Жако Дессу тракторист, интеллигентный французский крестьянин в очках. Он всё время сидел задумчиво у горящего камина, шевелил дрова кочергой, грел руки у огня, пробовал сыры, пил вино и слушал средневековую интеллектуальную музыку.
На ярмарке шум, кутерьма, никакого покоя, во рту целый день ни маковой росинки. В павильонах гуляли такие ветры, что с прилавков сдувало самодельные открытки. Мы спешно раскладывали и развешивали содержимое нашего сундука даблоиды, чурки, стомаки невиданные в этих местах фантастические существа из Нового Бестиария имени Леонида Тишкова: их жития, приключения и духовные подвиги.

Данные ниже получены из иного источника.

PR #17446, opened 2019-09-06
fix(gatsby-plugin-offline): use base path instead of path prefix

davidbailey00:


sidharthachatterjee:
Okay, that tests seems to be failing pretty consistently 😞

sidharthachatterjee:
Published in `gatsby-plugin-offline@3.0.6`

PR #17447, opened 2019-09-06
feat(www): Scroll sidebar to current page

### LINKED ISSUE #13602: [docs] Current page not always in view in sidebar when navigating around docs
just a side note: when i jump to a doc then in the doc hierarchy is bolded. 

but i miss here that the bolded selected doc is also moved to be visible area. i always need to scroll down to find the bolded text

_Originally posted by @muescha in https://github.com/gatsbyjs/gatsby/issues/13475#issuecomment-486307738_

kevee:
## Description

Scrolls the docs sidebar to the current page, helpful if the sidebar is expanded and the current page is buried.

Currently it does so with *every* page, even as you navigate around. I'm not sure whether this is desired behavior or not... it might be better to only scroll if the user opens the page initially.

## Related Issues

Fixes #13602


www/src/components/sidebar/item.js
```diff
@@ -14,6 +14,19 @@ const isItemActive = (activeItemParents, item) => {
 }
 
 class Item extends React.PureComponent {
+  constructor(props, context) {
+    super(props, context)
+    this.itemRef = React.createRef()
```
muescha: I would name it `activeItemRef` to make clear it is not on every item

wardpeet:
Can you give an example of a page where this behaviour occurs? Sorry, by reading the issue and/or PR i'm not sure what pages we're talking about.

marcysutton:
@wardpeet it happens on all of the docs pages with the sidebar, from my experience. We improved UX a bit with a breadcrumb, but the fact that the sidebar doesn't scroll to the relevant, open position when you deep link to a doc contributes to a general feeling of being lost or overwhelmed.

www/src/components/sidebar/item.js
```diff
@@ -14,6 +14,19 @@ const isItemActive = (activeItemParents, item) => {
...
+  }
+
+  componentDidMount() {
+    if (this.itemRef.current) {
+      this.itemRef.current.scrollIntoView({
```
marcysutton: In testing, this doesn't seem to work reliably - some items will scroll, while others won't. When I log the itemRef it's accurate, but the scrolling doesn't occur. If I add a short delay with `setTimeout`, it does work...perhaps there's a cleaner way to make it more consistent?

muescha: maybe: with `useEffect` and empty array `,[])` it runs also only one time ...

muescha: oh - it's a `class` - no hooks

kevee: Right, this is probably an issue with the DOM node sometimes not being available. Should we convert it to a function component with hooks?

www/src/components/sidebar/item.js
kevee: Agreed, done.

www/src/components/sidebar/item.js
```diff
@@ -13,76 +13,75 @@ const isItemActive = (activeItemParents, item) => {
...
-      this.activeItemRef.current.scrollIntoView({
+  useEffect(() => {
+    if (!didScroll && activeItemRef.current) {
+      activeItemRef.current.scrollIntoView({
         block: `center`,
       })
+      setDidScroll(true)
     }
-  }
+  })
```
muescha: If there ist an empty dependency array then useEffekt will run only once
```suggestion
  },[])
```

muescha: Then you not need `didScroll`

marcysutton:
I think I figured out what's going on: if a different subsection is expanded than the one you're on (saved from a previous visit) and you navigate to a page, it doesn't scroll you to the correct position. Steps to reproduce:

- Navigate to a subsection like `Querying Your Data with GraphQL: Why Gatsby Uses GraphQL`
- Navigate to another subsection like `MDX: Writing Pages`
- Navigate elsewhere, such as the Contributing docs
- Go back to `MDX: Writing Pages`: the sidebar isn't scrolled to the right spot

@DSchau @fk any input on how to handle that scenario? Should we collapse sections on page load that aren't relevant to the one you're in?

fk:
I gave this a quick shot on localhost, and can reproduce your issue like 20% of times @marcysutton — worked for me 80% of times. In general, things seem to work 50% of the time … 🤔 🤷‍♂ 

I remember we are "saving" the sidebar scroll position in https://github.com/gatsbyjs/gatsby/blob/master/www/src/components/sidebar/scrollbar-position-provider.js, that seems like it has the potential to mess up things? This PR's functionality seems like it could/should replace the aforementioned?

gillkyle:
I've been trying to test this locally myself and am not quite sure what behavior I should be expecting. It seems like the initial page load is scrolling to the correct place when I open a new tab and paste in a link, but if the link I'm pasting is lower in the sidebar -- like Commands (Gatsby CLI) for example -- it won't scroll because the item in the sidebar is too low on the screen and won't open to it.

scrol-behavior

I'm also seeing something interesting with the sidebar starting to slow down and making it so the links I click on in the sidebar aren't always taking me to the right doc (which I'm not sure is an issue of running the site in develop vs the production build, or if it's a result of the `useEffect` or what).

scroll-behavior

gillkyle:
I've been investigating this more and found the usage of a [callback ref]() to get the initial page load to work every time. The struggle has been getting subsequent page changes (change of `location.pathname`) to `scrollIntoView` again.

```
const itemRef = useCallback(
  async node => {
    if (item.link === activeItemLink.link && node !== null) {
      console.log(node)
      // await new Promise(f => setTimeout(f, 1000))
      node.scrollIntoView({ block: `center` })
    }
  },
  [location.pathname]
)
```

What seems to happen is that the ref for the `Item` isn't updated fast enough to (not sure what the proper terminology is..) have the `scrollIntoView` method being called. It's illustrated in these two recordings, the first shows the above code, and the second shows the above code with the commented line uncommented -- thus waiting 1 second each time there's a page change and calling `scrollIntoView`, which works each time.

no-await

await

I think we could just call this on page load to center the sidebar at the right article which would be an improvment. The next behavior of being able to move the sidebar each time you navigate once you're already on the site is the trickier part.

gillkyle:
Here's a recording showing that the initial page load gets the user to the right place with the sidebar open at least: 

load

muescha:
maybe it is possible to wait for some event so there is no need for the `setTimeout`

gillkyle:
I just opened #19556 to fix this with the solutions I researched. I'll close this now and we can continue discussion there.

Под куполом выстроенного на площади ангара протянули леску, подвесили Пушкина. И он полетел, стремительно и вдохновенно рисуя бессмысленные кинетические каракули гусиным пером на рулоне туалетной бумаги. Исписанная бумага обрывалась и летела, летела, как лист осенний, на головы хлынувшей в ангар публики.

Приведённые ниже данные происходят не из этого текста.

PR #17449, opened 2019-09-06
chore(starters): add gatsby_starter_portfolio

mohanmonu777:


docs/starters.yml
```diff
@@ -3639,6 +3639,7 @@
     - Ready made Components
     - Responsive Design
     - Syntax Highlight in Code.
+- url: https://gastby-starter-organization.netlify.com/
```
sidharthachatterjee: This should be removed?

mohanmonu777: Nope

sidharthachatterjee: This is unrelated to your entry, correct?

Все флаги в гости были к нам, вагон экскурсантов прикатил из Парижа, во множестве прибыл народ из Центра современного искусства Помпиду Школьников подвозили автобусами. Местные подваливали семьями: дети, старики, инвалиды в колясках
Все жадно тянули руки, хватали эти листки, как отпускающие грехи индульгенции, пытаясь прочесть, что там написано, ни у кого ни черта не получалось. Наверно, Пушкин, решили они, строчит стихи по-русски. А мог бы и по-французски, знал ведь, знал в совершенстве французский, сукин сын!

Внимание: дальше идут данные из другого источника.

PR #17456, opened 2019-09-06
chore(gatsby-cli): changed the new command gist

LOLdevelopr:
## Description
In the CLI, the new command gist is `gatsby new gatsby-site` which is not so beginner  friendly as many will be fond to create their project with `gatsby-site` name, instead added a template mark to show it as it is customizable

## Related Issues
NA

### DIFF
--- a/packages/gatsby-cli/README.md
+++ b/packages/gatsby-cli/README.md
@@ -32,7 +32,7 @@ You can also use the `package.json` script variant of these commands, typically 
 
 ### `new`
 
-`gatsby new <my-gatsby-site>`
+`gatsby new <my-gatsby-site> [<gatsby-starter>]`
 
 See the [Gatsby starters docs](https://www.gatsbyjs.org/docs/gatsby-starters/)
 for more.
--- a/packages/gatsby-cli/README.md
+++ b/packages/gatsby-cli/README.md
@@ -32,7 +32,7 @@ You can also use the `package.json` script variant of these commands, typically 
 
 ### `new`
 
-`gatsby new gatsby-site`
+`gatsby new <my-gatsby-site>`
 
 See the [Gatsby starters docs](https://www.gatsbyjs.org/docs/gatsby-starters/)
 for more.
--- a/packages/gatsby-cli/README.md
+++ b/packages/gatsby-cli/README.md
@@ -34,7 +34,7 @@ You can also use the `package.json` script variant of these commands, typically 
 
 `gatsby new <my-gatsby-site> [<gatsby-starter>]`
 
-See the [Gatsby starters docs](https://www.gatsbyjs.org/docs/gatsby-starters/)
+See the [Gatsby starters docs](https://www.gatsbyjs.org/docs/starters/)
 for more.
 
 ### `develop`


packages/gatsby-cli/README.md
```diff
@@ -32,7 +32,7 @@ You can also use the `package.json` script variant of these commands, typically
 
 ### `new`
 
-`gatsby new gatsby-site`
+`gatsby new <my-gatsby-site>`
```
muescha: add starter parameter

```suggestion
`gatsby new <my-gatsby-site> [<gatsby-starter>]`
```

packages/gatsby-cli/README.md
```diff
@@ -32,7 +32,7 @@ You can also use the `package.json` script variant of these commands, typically
...
 
 See the [Gatsby starters docs](https://www.gatsbyjs.org/docs/gatsby-starters/)
```
muescha: should point to the docs instead to the list of starters 

```suggestion
See the [Gatsby starters docs](https://www.gatsbyjs.org/docs/starters/)
```

sidharthachatterjee:
Thank you for taking the time to open this @LOLdevelopr 👍 

Unfortunately, we can't accept this because 

- <site-name> syntax can be confusing to folks who are new 
- <site-name> isn't very copy pastable either

Nonetheless, we could add a small note at the bottom there mentioning that _gatsby-site_ is arbitrary. 

Thank you again!

LOLdevelopr:
@sidharthachatterjee  is there any way to make it more beginner friendly. ? 
Cause now the current is bit confusing too and i tried to solve that only.
Maybe foot note can be a solution with examples about how to use it

LOLdevelopr:
Like this 
`gatsby new <site-name> <starter-url>`

**examples**

- `gatsby new my-app https://github.com/gatsbyjs/gatsby-starter-blog` 
- `gatsby new my-app https://github.com/netlify-templates/gatsby-starter-netlify-cms`

muescha:
I think a notation where I see what are the options is more beginner friendly then an command where I have to guess and look on other docs before it is clear

Ever command line program has a notion of options

muescha:
In the readme pay fee the option "gatsby-site" looks like a *must have* parameter because of the Gatsby word in it

muescha:
I would go to explain all commnsa with this command line syntax: http://docopt.org/

LOLdevelopr:
Yeah actually the current readme command is not so clear for a first time user. it doesnt represent that `gatsby-site` is an arbitrary or can be overridden. 
Other CLIs like
-  [`webpack-cli`](https://github.com/webpack/webpack-cli/blob/next/packages/init/README.md#cli-via-webpack-cli) *(check the scaffold part)* 
-  [`preact-cli`](https://github.com/preactjs/preact-cli#usage)  

these all use these kind of templating. It seems these can be more friendly

muescha:
Maybe open a new issue for general discussion about the command line syntax for Gatsby docs

LOLdevelopr:
yeah we can have a discussion there then !

marcysutton:
I agree, those instructions could be clarified. An issue is indeed the best place to discuss and figure out a good solution! Thanks so much for bringing it up 😀

LOLdevelopr:
@marcysutton here is the issue https://github.com/gatsbyjs/gatsby/issues/17473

Зато в Узерше не только русский английский никто не знал. Лёню кинулось снимать местное телевидение. Корреспондент задает вопросы на французском. А какой-то белозубый африканец в радужном хитоне и тюбетейке переводит на английский. Лёня отвечает, негр переводит обратно. Аж взмок, пока переводил, потому что Лёня рассказывал вот что:
Говорят, Борхес завещал свою кожу для переплета некоей книги, названия которой мы не помним. Но это неважно. Ее никто никогда не откроет, а будет держать, как маленького нового человека, и чувствовать нежное прикосновение ее кожи. Один исландский художник, продолжал он, создал книгу изо льда, вмораживая в нее громко произносимые слова Младшей Эдды. Это было двадцать лет назад, художник умер, а теперь, когда на севере меняется климат, книга начинает таять, и летом жители деревни приходят слушать, как слова высвобождаются ото льда и разносятся вокруг звонкие, как капель. А мой знакомый японец, радостно говорил Лёня, собрал опавшие лепестки слив мэйхуа из всех садов острова Хонсю, на каждом лепестке колонковой кисточкой написал стихотворение и переплел. Теперь эта тысячадвухсотпятидесятитрехстраничная книга хранится в Музее редкой книги в Эдинбурге. И я вам очень советую специально поехать в Шотландию, чтобы пошелестеть ее страницами.